═════ DATA TO PROCESS ═════
PR #2595, opened 2025-07-11
feat: diagnostics tab

ajhollid:
This PR adds a diagnostic tab to the Logs page.  This page will allow users to assess the health of their Checkmate instance.

- [x] Add endpoint for gathering system stats
- [x] Add a diagnostic page
- [x] Add gauges for relevant data
- [x] Add statistic boxes for non graphic data
- [x] Unify log page design

image
    

## Summary by CodeRabbit

* **New Features**
  * Introduced a Diagnostics tab in the Logs page, providing real-time system and process health metrics with visual gauges and statistics.
  * Added detailed diagnostic metrics including CPU usage, heap memory allocation and utilization, event loop delay, uptime, and OS memory limit.
  * Enhanced gauge and stats components for customizable precision, units, and improved loading indicators.

* **Improvements**
  * Updated UI layouts for Logs and Queue pages with clearer headings, dividers, and improved spacing.
  * Refined localization with new strings for diagnostics and updated logs descriptions.

* **Bug Fixes**
  * Improved duration formatting to include milliseconds for greater accuracy in short durations.

### DIFF
--- a/client/src/Pages/Logs/Diagnostics/index.jsx
+++ b/client/src/Pages/Logs/Diagnostics/index.jsx
@@ -2,6 +2,8 @@ import Stack from "@mui/material/Stack";
 import Box from "@mui/material/Box";
 import Typography from "@mui/material/Typography";
 import Gauges from "./components/gauges";
+import Stats from "./components/stats";
+import Divider from "@mui/material/Divider";
 
 import { useTheme } from "@emotion/react";
 import { useState } from "react";
@@ -15,14 +17,26 @@ const Diagnostics = () => {
 	const theme = useTheme();
 	const { t } = useTranslation();
 	const [diagnostics, isLoading, error] = useFetchDiagnostics();
-	console.log(diagnostics);
 	// Setup
 	return (
 		<Stack gap={theme.spacing(4)}>
 			<Box>
-				<Typography variant="h2">{t("diagnosticsPage.description")}</Typography>
+				<Typography variant="h2">{t("diagnosticsPage.diagnosticDescription")}</Typography>
 			</Box>
-			<Gauges diagnostics={diagnostics} />
+			<Divider color={theme.palette.accent.main} />
+			<Stack
+				gap={theme.spacing(20)}
+				mt={theme.spacing(10)}
+			>
+				<Gauges
+					diagnostics={diagnostics}
+					isLoading={isLoading}
+				/>
+				<Stats
+					diagnostics={diagnostics}
+					isLoading={isLoading}
+				/>
+			</Stack>
 		</Stack>
 	);
 };
--- a/client/src/Components/Charts/CustomGauge/index.jsx
+++ b/client/src/Components/Charts/CustomGauge/index.jsx
@@ -1,8 +1,10 @@
 import { useTheme } from "@emotion/react";
 import { useEffect, useState, useMemo } from "react";
+import Stack from "@mui/material/Stack";
 import { Box, Typography } from "@mui/material";
 import PropTypes from "prop-types";
 import "./index.css";
+import CircularProgress from "@mui/material/CircularProgress";
 
 const MINIMUM_VALUE = 0;
 const MAXIMUM_VALUE = 100;
@@ -16,6 +18,8 @@ const MAXIMUM_VALUE = 100;
  * @param {number} [props.radius=60] - Radius of the gauge circle
  * @param {number} [props.strokeWidth=15] - Width of the gauge stroke
  * @param {number} [props.threshold=50] - Threshold for color change
+ * @param {number} [props.precision=1] - Precision of the progress percentage
+ * @param {string} [props.unit="%"] - Unit of progress
  *
  * @example
  * <CustomGauge
@@ -27,7 +31,15 @@ const MAXIMUM_VALUE = 100;
  *
  * @returns {React.ReactElement} Rendered CustomGauge component
  */
-const CustomGauge = ({ progress = 0, radius = 70, strokeWidth = 15, threshold = 50 }) => {
+const CustomGauge = ({
+	isLoading = false,
+	progress = 0,
+	radius = 70,
+	strokeWidth = 15,
+	threshold = 50,
+	precision = 1,
+	unit = "%",
+}) => {
 	const theme = useTheme();
 	// Calculate the length of the stroke for the circle
 	const { circumference, totalSize, strokeLength } = useMemo(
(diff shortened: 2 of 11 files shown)


client/src/Pages/Logs/Diagnostics/index.jsx
```diff
@@ -0,0 +1,44 @@
...
+import { useTranslation } from "react-i18next";
+import { useFetchDiagnostics } from "../../../Hooks/logHooks";
+
+const Diagnostics = () => {
+	// Local state
+
+	// Hooks
+	const theme = useTheme();
+	const { t } = useTranslation();
+	const [diagnostics, isLoading, error] = useFetchDiagnostics();
```
Owaiseimdad, line 19: @ajhollid , any possibility of getting errors here. If yes can we add that in the toast here.

client/src/Hooks/logHooks.js
```diff
@@ -32,4 +32,79 @@ const useFetchLogs = () => {
...
 
-export { useFetchLogs };
+const useFetchQueueData = (trigger) => {
+	const [jobs, setJobs] = useState(undefined);
+	const [metrics, setMetrics] = useState(undefined);
+	const [isLoading, setIsLoading] = useState(false);
+	const [error, setError] = useState(undefined);
+
+	useEffect(() => {
+		const fetchJobs = async () => {
```
Owaiseimdad, line 42: @ajhollid there is no way to fetch the hooks again rather than manually refresh or hop on to another page and come back. Can we have a capability to add a refetch functionality? 

Like (just a demo):
`const useFetchDiagnostics = () => {
     // ...state
     const fetchDiagnostics = async () => { ... };
     useEffect(() => { fetchDiagnostics(); }, []);
     return [diagnostics, isLoading, error, fetchDiagnostics];
   };
`

server/controllers/diagnosticController.js
```diff
@@ -44,5 +52,85 @@ class DiagnosticController {
...
+			let eventLoopDelay = 0;
+			performance.mark("start");
+			await new Promise((resolve) => setTimeout(resolve, 0));
+			performance.mark("end");
+			performance.measure("eventLoopDelay", "start", "end");
+			const entries = performance.getEntriesByName("eventLoopDelay");
+			if (entries.length > 0) {
+				eventLoopDelay = entries[0].duration;
+			}
+
```
Owaiseimdad, line 113: ### Prevent Memory Leak in Diagnostics Endpoint
can we clear the memory of performance here instead, to avoid the memory leak.

client/src/Hooks/logHooks.js
```diff
@@ -32,4 +32,79 @@ const useFetchLogs = () => {
...
+			try {
+				setIsLoading(true);
+				const response = await networkService.getQueueData();
+				if (response.status === 200) {
+					setJobs(response.data.data.jobs);
+					setMetrics(response.data.data.metrics);
+				}
+			} catch (error) {
+				setError(error);
```
Owaiseimdad, line 51: I see we add toast here itself, so we can add it here then.

server/controllers/diagnosticController.js
```diff
@@ -44,5 +52,85 @@ class DiagnosticController {
 			next(handleError(error, SERVICE_NAME, "getDbStats"));
 		}
 	}
+
+	async getCPUUsage() {
+		try {
+			const startUsage = process.cpuUsage();
+			await new Promise((resolve) => setTimeout(resolve, 1000));
+			const endUsage = process.cpuUsage(startUsage);
+			const cpuUsage = {
```
Owaiseimdad, line 61: Can we add comments here like why are we doing /1000.

`
 // Convert microseconds to milliseconds
    userUsageMs: endUsage.user / 1000,
    systemUsageMs: endUsage.system / 1000,
    // Convert total CPU time (μs) to percentage of 1 second interval
    usagePercentage: ((endUsage.user + endUsage.system) / 1_000_000) * 100,
  `

client/src/Hooks/logHooks.js
```diff
@@ -32,4 +32,79 @@ const useFetchLogs = () => {
...
+	const [metrics, setMetrics] = useState(undefined);
+	const [isLoading, setIsLoading] = useState(false);
+	const [error, setError] = useState(undefined);
+
+	useEffect(() => {
+		const fetchJobs = async () => {
+			try {
+				setIsLoading(true);
+				const response = await networkService.getQueueData();
+				if (response.status === 200) {
```
Owaiseimdad, line 46: I was exploring something called Unmount Safety, recently and i think we can use it here. 

Like:
`
useEffect(() => {
  let isMounted = true;
  const fetchJobs = async () => {
    try {
      setIsLoading(true);
      const response = await networkService.getQueueData();
      if (isMounted) {
        setJobs(response.data.data.jobs);
        setMetrics(response.data.data.metrics);
      }
    } catch (error) {
      if (isMounted) setError(error);
    } finally {
      if (isMounted) setIsLoading(false);
    }
  };
  fetchJobs();
  return () => { isMounted = false; };
}, [trigger]);
`

Let me if I am wrong here. We can use it for other hooks as well.

karenvicent (commented):
Hi @ajhollid  everything works well locally and overall the feature looks great!
Just a small UX detail for the future: we could slightly improve the statistic boxes for non graphic data. Maybe by capitalizing and bolding the title, centering the text, adding some border-radius, and giving them a slightly different background to highlight the data as those with the graphics.

ajhollid:
> Hi @ajhollid everything works well locally and overall the feature looks great! Just a small UX detail for the future: we could slightly improve the statistic boxes for non graphic data. Maybe by capitalizing and bolding the title, centering the text, adding some border-radius, and giving them a slightly different background to highlight the data as those with the graphics.

Thanks for the suggestion!  How about we handles styling in another PR?  This is not my specialty and perhaps one of the FE team could take this on?  I'm affraid I'll just make it worse than it is :joy:

client/src/Hooks/logHooks.js
ajhollid: @Owaiseimdad What problem is this meant to solve?  Do you have some reference material I can take a look at?  I'm not a React expert so I don't really feel qualified to say whether this is useful or not :joy:

server/controllers/diagnosticController.js
ajhollid: This is done in the observer 

```
const obs = new PerformanceObserver((items) => {
	const entry = items.getEntries()[0];
	performance.clearMarks();
});
```

`clearMarks()` should take care of this

client/src/Hooks/logHooks.js
ajhollid: Can do

client/src/Hooks/logHooks.js
Owaiseimdad: Even I am not an expert @ajhollid 😅. Actually recently I was going through a article ( I think in medium) about mounting (basically about react architecture). If we are using fetch(async) and waiting for data then by that time if user navigates to a diff page then even though we are not in that page, we still set the states in react. In order to avoid that we can wait if the mounting can happen and then set the states. Its not required, but it does improve how we change the states. 

If you feel its not required. No need to do it.

ajhollid: That sounds a lot like oldschool react with `componentWillMount` etc :joy:   I don't know if this is necessary or not, but if we run into isseus because of this we can look further into it. 

This would be applicable to all places we are fetching data, so most certainly worthy of its own separate issue and PRs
═════
TASK DESCRIPTION =>
Quote the records from their first line to the line with "- [x] Add statistic", inclusive, without adding or dropping anything.

YOUR RESPONSE =>
PR #2595, opened 2025-07-11
feat: diagnostics tab

ajhollid:
This PR adds a diagnostic tab to the Logs page.  This page will allow users to assess the health of their Checkmate instance.

- [x] Add endpoint for gathering system stats
- [x] Add a diagnostic page
- [x] Add gauges for relevant data
- [x] Add statistic boxes for non graphic data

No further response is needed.